Codes and Expansions (CodEx) Seminar

Dmitriy Kunisky (Johns Hopkins University):
Computational hardness of testing for graph lifts and certifying properties of random regular graphs

Certification tasks ask an algorithm to output a quantity that is guaranteed to be a bound on an optimization problem. I will present a new form of evidence that certification tasks over random regular graphs—say, certifying bounds on the chromatic number, maximum cut, or expansion of a graph—are computationally hard. Rather than proving lower bounds against concrete certification algorithms like convex relaxations, this argument will draw a connection with computational statistics, showing that a good certification algorithm could solve a hypothesis testing task that we believe to be difficult.

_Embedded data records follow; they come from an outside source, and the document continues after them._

PR #343, opened 2026-07-08
feat(net_tx_latency): add TCP send-path latency tracing

123123213weqw:
## What

Adds `net_tx_latency`, the send-path counterpart to the existing `net_rx_latency` tracer — TCP **TX (send-path) latency** tracing.

## Why

huatuo already traces latency on the receive path (`net_rx_latency`), but the send path was a blind spot. This fills that gap so we can tell whether a slow TCP send is stalled in the stack (`tcp_sendmsg → qdisc`) or in the qdisc/driver/NIC (`net_dev_queue → net_dev_xmit`).

Refs ccfos/huatuo#323.

## How

Splits the TX path into two stages, each with its own threshold; an event fires only when a stage exceeds its threshold:

| stage | segment | default threshold |
|---|---|---|
| `TX_STAGE_SENDMSG` | `tcp_sendmsg → net_dev_queue` | 50 ms |
| `TX_STAGE_NIC` | `net_dev_queue → net_dev_xmit` | 1 ms |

The key innovation will be a means of “quietly planting” unusual structures in regular graphs in a way that is hard to detect by taking random lifts of a suitable base graph. For regular graphs of fixed degree, I will give evidence that random lifts are hard to distinguish from uniformly random graphs provided that the base graph is Ramanujan. This gives a surprising connection between certification and the extremal properties of Ramanujan graphs, and allows for simple “proofs by example&rduo; of the hardness of certification by merely exhibiting specific finite Ramanujan graphs with various properties. I will show how this approach gives the first evidence for the hardness of certification of many properties of random regular graphs and will present numerous intriguing open problems that it suggests.

Based on recent joint work with Xifan Yu.